Human corneas showed AQP3 immunoreactivity that localized primarily to corneal epithelial cell borders (Fig. 1). Two patterns were observed: (1) staining observed primarily in the basal and early differentiated layers with little observed in more superficial layers (Fig. 1A), and (2) AQP3 immunoreactivity in the differentiated upper layers with sparse staining in the basal layer (Fig. 1B). Nevertheless, AQP3 protein was clearly present in epithelial cells of the cornea. A negative control in which the primary antibody was omitted demonstrated no non-specific staining (Fig. 1C). 

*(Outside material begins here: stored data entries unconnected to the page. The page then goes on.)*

PR #300, opened 2024-08-04
Adjust style theme and name [recommendation]

manfioLP:
TODO:
- [ ] test
- [ ] check for more Polygon usages
- [ ] add theme as env variable, default to purple


manfioLP:
opened by accident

To determine if AQP3 and PLD2 co-localize in the human cornea, we performed immunofluorescent confocal microscopy on human corneal limbal cells and human corneas. We found that AQP3 and PLD2 partially co-localize in cornea in situ. Interestingly, we observed a greater degree of co-localization in the limbal region (Fig. 2B) than in the central cornea (Fig. 2A), consistent with a possible role of this pathway in corneal wound healing. We also demonstrated partial co-localization of AQP3 and PLD2 in human corneal limbal cells (Fig. 2C), similar to our findings in epidermal keratinocytes.¹⁵ 

To determine whether AQP3 associates with PLD2 in corneal epithelial cells, we examined whether PLD2 and AQP3 could be co-immunoprecipitated from IHCE lysates. Figure 3 demonstrates that AQP3 (both glycosylated and unglycosylated forms) co-immunoprecipitates with PLD2 and vice versa. 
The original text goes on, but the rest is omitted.